Knapp 1.8 Millionen Menschen haben in Russland bei Minusgraden mit einem rituellen Eisbad der Taufe Jesu gedacht.

Wie der Zivilschutz am Donnerstag der Agentur Tass zufolge mitteilte, nahmen allein in Moskau rund 90'000 Gläubige an dem traditionellen Eisbaden um Mitternacht teil. Die Polizei geht sogar von rund 134'000 Teilnehmern aus.

In Badekleidung stürzten sich die Gläubigen landesweit in rund 4000 Badestellen an Flüssen oder in künstlichen Becken, die extra für diesen Anlass aufgestellt wurden.
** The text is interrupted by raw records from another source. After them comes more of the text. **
PR #542, opened 2025-04-18
fix: within range angular condition, wrapping boundaries

vishwa2710:
This MR addresses an issue in the AngularCondition::WithinRange criterion when the angular range wraps across a boundary.

## Summary by CodeRabbit

- **Bug Fixes**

Auch in der Ukraine wurde das Ritual von zehntausenden Menschen begangen.

Mit dem Eisbaden erinnern die orthodoxen Christen als Teil des Epiphaniasfestes (Erscheinung des Herrn) an die Taufe Jesu im Jordan. Nach dem Julianischen Kalender fällt das Fest auf den 19. Januar - es wird 13 Tage später gefeiert als bei den Katholiken und Protestanten. Mit dem Ritual wollen sich die Gläubigen symbolisch von ihren Sünden reinwaschen. Zugleich soll es die Gesundheit und das Immunsystem stärken.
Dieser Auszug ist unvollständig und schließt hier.